Issue #4561, opened 2024-09-23
Feast Go Operator


tchughesiv:
**Is your feature request related to a problem? Please describe.**
As the Feast project continues to grow, it’s become increasingly difficult to deploy a fully functional Feature Store in a way that also leverages key features, like RBAC. Currently, Feast does not offer a simple means of deployment that one might consider “production-like”. The existing installers require many manual operations that can lead to configuration errors. As a user, I want to be able to use an Operator to install and maintain Feature Store environments.

**Describe the solution you'd like**
RFC - https://docs.google.com/document/d/1vGKMizf3_14IyiF_W_Ik7CR03joFkQfzbKT0jH4PZJM/edit

**Describe alternatives you've considered**
These are laid out in the RFC

tchughesiv:
RFC has been approved and we've merged several initial PRs to implement the Operator... including -

- https://github.com/feast-dev/feast/pull/4596
- https://github.com/feast-dev/feast/pull/4635
- https://github.com/feast-dev/feast/pull/4656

+++++

▸ The problem:
Transcribe the material in full; every line must match exactly.

▸ Response:
Issue #4561, opened 2024-09-23
Feast Go Operator


tchughesiv:
**Is your feature request related to a problem? Please describe.**
As the Feast project continues to grow, it’s become increasingly difficult to deploy a fully functional Feature Store in a way that also leverages key features, like RBAC. Currently, Feast does not offer a simple means of deployment that one might consider “production-like”. The existing installers require many manual operations that can lead to configuration errors. As a user, I want to be able to use an Operator to install and maintain Feature Store environments.

**Describe the solution you'd like**
RFC - https://docs.google.com/document/d/1vGKMizf3_14IyiF_W_Ik7CR03joFkQfzbKT0jH4PZJM/edit

**Describe alternatives you've considered**
These are laid out in the RFC

tchughesiv:
RFC has been approved and we've merged several initial PRs to implement the Operator... including -

- https://github.com/feast-dev/feast/pull/4596
- https://github.com/feast-dev/feast/pull/4635
- https://github.com/feast-dev/feast/pull/4656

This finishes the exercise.